For every entry, output the exact wording.

[Dataset entries]
[Start of Attachment]
PR #1032, opened 2026-05-01
[codex] Clarify Bun install still requires Node

### LINKED ISSUE #1019: openspec installed via Bun fails to run — shebang hardcodes node instead of bun
## Summary

When openspec is installed via Bun, running it fails with the following error:

```bash
openspec
env: node: No such file or directory
```

This happens on systems where Node.js is not installed, because the installed binary at `~/.bun/bin/openspec` uses a hardcoded `#!/usr/bin/env node` shebang line.

## Steps to Reproduce

1. Install openspec using Bun (as documented): `bun install -g openspec`
2. Run openspec on a system where node is not in PATH
3. Observe the error: `env: node: No such file or directory`

## Root Cause

Inspecting the installed binary reveals:

```bash
$ cat ~/.bun/bin/openspec
#!/usr/bin/env node

import '../dist/cli/index.js';
```

The shebang is hardcoded to node. When Bun installs a package globally, it places the binary in `~/.bun/bin/`, but the script still invokes node as the runtime. On systems without Node.js, this fails entirely.

## Expected Behavior

Since Bun is a drop-in runtime for Node.js and is already present on the user's system, the shebang should use bun (or be runtime-agnostic):

```bash
#!/usr/bin/env bun

import '../dist/cli/index.js';
```

This would allow openspec installed via Bun to run correctly without requiring Node.js.
Suggested Fix

In the package.json bin entry or the CLI entry point, update the shebang from:

```
#!/usr/bin/env node
```

to:

```
#!/usr/bin/env bun
```

Alternatively, consider making the shebang conditional or supporting both runtimes — though the simplest fix is to default to bun given that Bun installation is already a supported path.

## Environment

- Installed via: `bun install -g openspec`
- Node.js: not installed
- Bun version: 1.3.13
- OS: MacOS/Linux

TabishB:
## Summary

- Clarify in the installation guide that Bun can install OpenSpec globally, but OpenSpec still runs on Node.js.
- Add an empty changeset so CI records this as a docs-only change with no package release.

## Root Cause

Issue #1019 reports that `bun add -g @fission-ai/openspec` installs an executable whose shebang invokes `node`. That is expected for the current package because OpenSpec is a Node CLI and declares `node >=20.19.0` in `engines`. The docs listed Bun as an install option without making the runtime requirement explicit, which could imply Bun alone was sufficient.

Closes #1019

## Validation

- `pnpm exec changeset status --since=origin/main`

No runtime tests were run because this is a docs-only clarification.

## Summary by CodeRabbit

* **Documentation**
  * Updated installation instructions with clarification that Node.js 20.19.0+ is required at runtime when installing via Bun, despite global installation capability.


alfred-openspec (approved):
Looks good. Docs-only clarification matches the runtime behavior, and CI is green.

PR #1033, opened 2026-05-01
[codex] fix Oh My Zsh completion compinit setup

### LINKED ISSUE #1018: `compinit` injected by installer conflicts with Oh My Zsh
The installer adds the following block to `.zshrc`:

```
# OPENSPEC:START
# OpenSpec shell completions configuration
fpath=("/Users/<user>/.oh-my-zsh/custom/completions" $fpath)
autoload -Uz compinit
compinit
# OPENSPEC:END
```

When Oh My Zsh is present, this causes a warning on every shell launch:
```
zsh compinit: insecure directories and files, run compaudit for list.
Ignore insecure directories and files and continue [y] or abort compinit [n]?
```

**Root cause**: OMZ already calls `compinit` internally (in `oh-my-zsh.sh`). The installer's early `compinit` call fires before OMZ has finished configuring `$fpath`, triggering the security check with an incomplete path setup.

**Fix**: The installer should detect whether OMZ is active (`$ZSH` is set) and skip the `autoload`/`compinit` lines in that case — the `fpath` prepend alone is sufficient.

**Workaround**: Manually comment out the two `compinit` lines in the `OPENSPEC:START` block in your `.zshrc`.

**Note**: currently installed OMZ version -> 5.9

TabishB:
## Summary

- Stop auto-mutating `.zshrc` for Oh My Zsh zsh completion installs.
- Keep installing `_openspec` into OMZ `custom/completions`, letting OMZ manage `fpath` and `compinit` itself.
- Update zsh installer tests to assert OMZ installs leave `.zshrc` unchanged and do not inject OpenSpec `compinit` lines.

## Root Cause

The installer detected Oh My Zsh for the completion script path, but still called the generic zsh `.zshrc` configurator when the OMZ completions directory was not already referenced. That generic block prepended `autoload -Uz compinit` and `compinit` before `source "$ZSH/oh-my-zsh.sh"`, causing zsh's raw insecure-directory prompt before OMZ's own guarded completion initialization could run.

Fixes #1018.

## Validation

- `pnpm exec vitest run test/core/completions/installers/zsh-installer.test.ts`
- `pnpm run lint`
- `pnpm run build`
- Isolated OMZ-style CLI smoke test confirmed `.zshrc` remained unchanged while `_openspec` was installed under `custom/completions`.

## Summary by CodeRabbit

* **Bug Fixes**
  * Modified installer behavior for Oh My Zsh: the configuration file is no longer automatically modified during the completion installation process. Standard Zsh setups continue to receive configuration as before.

### DIFF
--- a/src/core/completions/installers/zsh-installer.ts
+++ b/src/core/completions/installers/zsh-installer.ts
@@ -167,27 +167,6 @@ export class ZshInstaller {
   }
 
   /**
-   * Check if fpath configuration is needed for a given directory
-   * Used to verify if Oh My Zsh (or other) completions directory is already in fpath
-   *
-   * @param completionsDir - Directory to check for in fpath
-   * @returns true if configuration is needed, false if directory is already referenced
-   */
-  private async needsFpathConfig(completionsDir: string): Promise<boolean> {
-    try {
-      const zshrcPath = this.getZshrcPath();
-      const content = await fs.readFile(zshrcPath, 'utf-8');
-
-      // Check if fpath already includes this directory
-      return !content.includes(completionsDir);
-    } catch (error) {
-      // If we can't read .zshrc, assume config is needed
-      console.debug(`Unable to read .zshrc to check fpath config: ${error instanceof Error ? error.message : String(error)}`);
-      return true;
-    }
-  }
-
-  /**
    * Remove .zshrc configuration
    * Used during uninstallation
    *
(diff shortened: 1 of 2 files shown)


alfred-openspec (approved):
Looks good. The change keeps OMZ in charge of fpath/compinit while preserving auto-configuration for standard zsh, and the test coverage now locks in the no-.zshrc-mutation behavior.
[End of Attachment]
SOLVED EXERCISE>
PR #1032, opened 2026-05-01
[codex] Clarify Bun install still requires Node

### LINKED ISSUE #1019: openspec installed via Bun fails to run — shebang hardcodes node instead of bun
## Summary

When openspec is installed via Bun, running it fails with the following error:

```bash
openspec
env: node: No such file or directory
```

This happens on systems where Node.js is not installed, because the installed binary at `~/.bun/bin/openspec` uses a hardcoded `#!/usr/bin/env node` shebang line.

## Steps to Reproduce

1. Install openspec using Bun (as documented): `bun install -g openspec`
2. Run openspec on a system where node is not in PATH
3. Observe the error: `env: node: No such file or directory`

## Root Cause

Inspecting the installed binary reveals:

```bash
$ cat ~/.bun/bin/openspec
#!/usr/bin/env node

import '../dist/cli/index.js';
```

The shebang is hardcoded to node. When Bun installs a package globally, it places the binary in `~/.bun/bin/`, but the script still invokes node as the runtime. On systems without Node.js, this fails entirely.

## Expected Behavior

Since Bun is a drop-in runtime for Node.js and is already present on the user's system, the shebang should use bun (or be runtime-agnostic):

```bash
#!/usr/bin/env bun

import '../dist/cli/index.js';
```

This would allow openspec installed via Bun to run correctly without requiring Node.js.
Suggested Fix

In the package.json bin entry or the CLI entry point, update the shebang from:

```
#!/usr/bin/env node
```

to:

```
#!/usr/bin/env bun
```

Alternatively, consider making the shebang conditional or supporting both runtimes — though the simplest fix is to default to bun given that Bun installation is already a supported path.

## Environment

- Installed via: `bun install -g openspec`
- Node.js: not installed
- Bun version: 1.3.13
- OS: MacOS/Linux

TabishB:
## Summary

- Clarify in the installation guide that Bun can install OpenSpec globally, but OpenSpec still runs on Node.js.
- Add an empty changeset so CI records this as a docs-only change with no package release.

## Root Cause

Issue #1019 reports that `bun add -g @fission-ai/openspec` installs an executable whose shebang invokes `node`. That is expected for the current package because OpenSpec is a Node CLI and declares `node >=20.19.0` in `engines`. The docs listed Bun as an install option without making the runtime requirement explicit, which could imply Bun alone was sufficient.

Closes #1019

## Validation

- `pnpm exec changeset status --since=origin/main`

No runtime tests were run because this is a docs-only clarification.

## Summary by CodeRabbit

* **Documentation**
  * Updated installation instructions with clarification that Node.js 20.19.0+ is required at runtime when installing via Bun, despite global installation capability.


alfred-openspec (approved):
Looks good. Docs-only clarification matches the runtime behavior, and CI is green.

PR #1033, opened 2026-05-01
[codex] fix Oh My Zsh completion compinit setup

### LINKED ISSUE #1018: `compinit` injected by installer conflicts with Oh My Zsh
The installer adds the following block to `.zshrc`:

```
# OPENSPEC:START
# OpenSpec shell completions configuration
fpath=("/Users/<user>/.oh-my-zsh/custom/completions" $fpath)
autoload -Uz compinit
compinit
# OPENSPEC:END
```

When Oh My Zsh is present, this causes a warning on every shell launch:
```
zsh compinit: insecure directories and files, run compaudit for list.
Ignore insecure directories and files and continue [y] or abort compinit [n]?
```

**Root cause**: OMZ already calls `compinit` internally (in `oh-my-zsh.sh`). The installer's early `compinit` call fires before OMZ has finished configuring `$fpath`, triggering the security check with an incomplete path setup.

**Fix**: The installer should detect whether OMZ is active (`$ZSH` is set) and skip the `autoload`/`compinit` lines in that case — the `fpath` prepend alone is sufficient.

**Workaround**: Manually comment out the two `compinit` lines in the `OPENSPEC:START` block in your `.zshrc`.

**Note**: currently installed OMZ version -> 5.9

TabishB:
## Summary

- Stop auto-mutating `.zshrc` for Oh My Zsh zsh completion installs.
- Keep installing `_openspec` into OMZ `custom/completions`, letting OMZ manage `fpath` and `compinit` itself.
- Update zsh installer tests to assert OMZ installs leave `.zshrc` unchanged and do not inject OpenSpec `compinit` lines.

## Root Cause

The installer detected Oh My Zsh for the completion script path, but still called the generic zsh `.zshrc` configurator when the OMZ completions directory was not already referenced. That generic block prepended `autoload -Uz compinit` and `compinit` before `source "$ZSH/oh-my-zsh.sh"`, causing zsh's raw insecure-directory prompt before OMZ's own guarded completion initialization could run.

Fixes #1018.

## Validation

- `pnpm exec vitest run test/core/completions/installers/zsh-installer.test.ts`
- `pnpm run lint`
- `pnpm run build`
- Isolated OMZ-style CLI smoke test confirmed `.zshrc` remained unchanged while `_openspec` was installed under `custom/completions`.

## Summary by CodeRabbit

* **Bug Fixes**
  * Modified installer behavior for Oh My Zsh: the configuration file is no longer automatically modified during the completion installation process. Standard Zsh setups continue to receive configuration as before.

### DIFF
--- a/src/core/completions/installers/zsh-installer.ts
+++ b/src/core/completions/installers/zsh-installer.ts
@@ -167,27 +167,6 @@ export class ZshInstaller {
   }
 
   /**
-   * Check if fpath configuration is needed for a given directory
-   * Used to verify if Oh My Zsh (or other) completions directory is already in fpath
-   *
-   * @param completionsDir - Directory to check for in fpath
-   * @returns true if configuration is needed, false if directory is already referenced
-   */
-  private async needsFpathConfig(completionsDir: string): Promise<boolean> {
-    try {
-      const zshrcPath = this.getZshrcPath();
-      const content = await fs.readFile(zshrcPath, 'utf-8');
-
-      // Check if fpath already includes this directory
-      return !content.includes(completionsDir);
-    } catch (error) {
-      // If we can't read .zshrc, assume config is needed
-      console.debug(`Unable to read .zshrc to check fpath config: ${error instanceof Error ? error.message : String(error)}`);
-      return true;
-    }
-  }
-
-  /**
    * Remove .zshrc configuration
    * Used during uninstallation
    *
(diff shortened: 1 of 2 files shown)


alfred-openspec (approved):
Looks good. The change keeps OMZ in charge of fpath/compinit while preserving auto-configuration for standard zsh, and the test coverage now locks in the no-.zshrc-mutation behavior.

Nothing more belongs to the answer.